= Michal Stiborek =

Czech economist and manager (1968–2025)

Michal Stiborek (1 June 1968 – 8 August 2025) was a Czech economist and manager. He was the director of the Institute for Clinical and Experimental Medicine (IKEM) from 2019 to 2023.

== Life and career ==
Stiborek was born on 1 June 1968, and graduated from the Prague University of Economics and Business in Prague and MBA from Nottingham Trent University. He worked in the private sector for more than a decade.

On 1 January 2019, he became the director of the Institute for Clinical and Experimental Medicine (IKEM). In May 2023 he defended his position, receiving 12 of the 15 votes of the members of the selection committee.

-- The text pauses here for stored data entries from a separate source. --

PR #6633, opened 2026-08-11
[New Rules] RMM Installation via Internet-Originated MSI

w0rk3r:
## Issues

Part of https://github.com/elastic/ia-trade-team/issues/984

## Summary

This PR introduces 2 rules that complement each other, they use the same correlation mechanism, so I'll detail it once:

The logic here correlates 3 events in an ES|QL sequence (yeah, you've read it right): an Internet download identified through Elastic Defend's MoTW enrichment, the same user executing the downloaded MSI with `msiexec` within 10 minutes, and a same-host `msiexec` creating a known RMM executable within the next 5 minutes.

This goes beyond what we could express with an EQL sequence here: we normalize the MSI path inside the query, use different correlation keys and time limits between stages, and return the original download event as the alert.

This PR doesn't introduce Investigation Guides on purpose, this will be handled in a separated PR to not distract from what is important to review.

## Rules

The rules partition the Internet-originated downloads to avoid duplicate coverage: `RMM Software Installation from a Commonly Abused Web Service` covers the curated service set, while `RMM Software Installation from an Internet-Originated MSI` excludes that set and covers the remaining origins.

`RMM Software Installation from a Commonly Abused Web Service` was tested against a LimeWire-hosted MSI sourced from VirusTotal, link to [our stack](https://trade-cloud-threat-lab-dd975d.kb.us-east-1.aws.elastic.cloud/goto/rmm-msi-rule-a-20260806).

`RMM Software Installation from an Internet-Originated MSI` was tested against a live malicious ScreenConnect MSI delivery, link to [our stack](https://trade-cloud-threat-lab-dd975d.kb.us-east-1.aws.elastic.cloud/goto/rmm-msi-rule-b-20260810).

Both rules set a min_stack version of 9.5 because `FROM` subqueries became GA in that version.

PR #6665, opened 2026-08-17
[FR] Support ES|QL sub queries

eric-forte-elastic:
# Pull Request

*Issue link(s)*:

Related: https://github.com/elastic/detection-rules/pull/6491, https://github.com/elastic/detection-rules/pull/6633

## Summary - What I changed

ES|QL remote validation could not handle a query whose sources are subqueries (`FROM (FROM a-* | ...), (FROM b-* | ...)`, generally available in 9.5.0). Index extraction assumed the flat `FROM idx-a, idx-b [METADATA ...]` form, so for a subquery it extracted the literal text `(\n  FROM logs-endpoint.events.file-*` as the "index", which `get_filtered_index_schema` then fed to `re.compile`. The leading `(` caused the validation to abort with `re.PatternError` as this broke the pattern. 

Primary change in the code is to scan every `FROM` clause in a query rather than only the first, and to group those clauses by the sources they read. This addresses the error as it allows multiple `FROM` clauses. However in a similar nature to https://github.com/elastic/detection-rules/pull/6491, each clause is then prepared and executed against only its own indices, so a subquery cannot validate a field that exists solely in a sibling subquery's index. For example, the `file` datastream in the endpoint package declares 210 fields and `process` declares 428, with 309 fields in `process` that `file` does not have. While this would have passed validation before, that is more due to the subquery validation itself failing rather than a logical error in how the subqueries would have been handled.

> [!IMPORTANT]
> We should generally not be using regex to do this as it is by nature fragile. This is a stopgap until we can switch to a more fully featured parsing strategy e.g.  https://github.com/elastic/detection-rules/pull/6207 or https://github.com/elastic/detection-rules/pull/6500  (ETA is to potentially drop support in ~2 weeks [ref](https://github.com/elastic/detection-rules/pull/6665#issuecomment-5414308746))

> [!NOTE]
> `event.dataset` values are still extracted from the whole query and passed to every group rather than being narrowed per subquery. This follows the reasoning in #6491, that these values are extracted by regex and may sit inside `OR` branches, so they cannot be trusted to narrow scope. Passing the full set can only widen a group's mappings, and `get_filtered_index_schema` filters the integration streams by that group's indices regardless.

## How To Test

Before (main), against the two `FROM (subquery)` rules from https://github.com/elastic/detection-rules/pull/6633

Screenshot from 2026-08-17 15-11-00

```console
$ python -m detection_rules dev test esql-remote-validation
ESQL rules loaded: 210
 ...
  File "detection_rules/index_mappings.py", line 284, in get_filtered_index_schema
    pattern = re.compile(index.replace(".", r"\.").replace("*", ".*").rstrip("-"))
re.PatternError: missing ), unterminated subpattern at position 0 (line 1, column 1)
```

After (this branch)
Screenshot from 2026-08-17 15-06-45

```console
$ python -m detection_rules dev test esql-remote-validation
Loaded config file: /tmp/detection-rules/.detection-rules-cfg.json

ESQL rules loaded: 209
Total rules: 209
Failed rules: 0
Failed rules written to failed_rules.log
```
## Checklist

## Contributor checklist


terrancedejesus:
initial thoughts from PR description - may be immature without checking, please ignore if so:

> However in a similar nature to https://github.com/elastic/detection-rules/pull/6491, each clause is then prepared and executed against only its own indices, so a subquery cannot validate a field that exists solely in a sibling subquery's index.

That was my concern. I assume our approach to handle this is to treat the sibling or parent query nodes as "walkable" like AST objects and ensure the field is valid. Even then, these are runtime checks would have to use the original query while unit tests can walk the nodes.

> event.dataset values are still extracted from the whole query and passed to every group rather than being narrowed per subquery. 

Should be `data_stream.dataset` as well. Hovering over #6491, I assume that is inherited.

detection_rules/schemas/definitions.py
```diff
@@ -76,9 +76,15 @@ def validator_wrapper(value: Any) -> Any:
...
-)
+# ES|QL comments and string literals are blanked before a query is scanned, so that the FROM
+# keyword, or something shaped like an index pattern, is never read out of prose or a query value
+ESQL_COMMENTS_AND_LITERALS_REGEX = re.compile(r'"""(?:.|\n)*?"""|"(?:[^"\\\n]|\\.)*"|//[^\n]*|/\*(?:.|\n)*?\*/')
+# An ES|QL query has one FROM clause per source, and subqueries nest them,
+# e.g. `FROM (FROM logs-a-* | ...), (FROM logs-b-* | ...)`
+ESQL_FROM_KEYWORD_REGEX = re.compile(r"\bFROM\b\s+", re.IGNORECASE)
+# An ES|QL source list runs until the first pipe, the METADATA directive, or the end of the subquery
+ESQL_FROM_SOURCES_TERMINATOR_REGEX = re.compile(r"\||\)|\bMETADATA\b", re.IGNORECASE)
+ESQL_INDEX_PATTERN_REGEX = re.compile(r"^[\w.*\-]+$")
```
terrancedejesus, line 87: check: `logs-azure.signinlogs*` vs `logs-azure.signinlogs-*`

terrancedejesus:
consideration: if subqueries found, ensure rule is min-stack [9.5](https://www.elastic.co/docs/reference/query-languages/esql/esql-subquery)+

terrancedejesus (approved):
peer review with @eric-forte-elastic. couple of nits and comments/thoughts about min-stack validation if sub queries. valid question if we plan to control/own parser - is it worth the squeeze here or handle it on sprint for python parser. approving not to block.

w0rk3r (approved):
LGTM, needed to unblock some new work

bryans3c (approved):

detection_rules/schemas/definitions.py
eric-forte-elastic: Functions currently, added unit test for this in https://github.com/elastic/detection-rules/pull/6665/commits/0bf8b4946e673eb8506bd3db1f9856e61f03cdbc

Mikaayenson:
To unblock, I think this is fine to go in as the last patch for ESQL remote validation support. In the next couple weeks we will  remove all of this logic.  If this is a ~2 week stopgap, then @eric-forte-elastic we should just be clear in the PR summary that we may drop support in the upcoming cycle.

Mikaayenson (approved):
lgtm as a lowrisk stopgap.

eric-forte-elastic:
> To unblock, I think this is fine to go in as the last patch for ESQL remote validation support. In the next couple weeks we will remove all of this logic. If this is a ~2 week stopgap, then @eric-forte-elastic we should just be clear in the PR summary that we may drop support in the upcoming cycle.

Summary already reflects that this is a stop gap, updating to reflect the ~2 week timetable :+1:

eric-forte-elastic:
Merging to provide more complete version of remote validation even though we expect to remove/edit this code shortly when integrating a python ES|QL parser.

Stiborek died on 8 August 2025, at the age of 57.

== Controversy ==
On 18 August 2023, he resigned from the position of director due to the hospital procurement scandal and his statutory deputy, Jiří Malý, was entrusted with the management of IKEM. On 16 August 2024, the National Headquarters Against Organized Crime shelved the case of hospital contracts.

On 6 October 2023, the General Inspectorate of the Security Forces charged him and his deputy Jiří Malý and the head of IT, Petr Raška, on suspicion of committing the crime of blackmailing Jan Pirk and the head of the cardiovascular surgery clinic at IKEM, Ivan Netuka. On 8 August 2025, the court set the start of the trial for 13 October of the same year.  On the same day, however, Stiborek died as a result of a serious illness.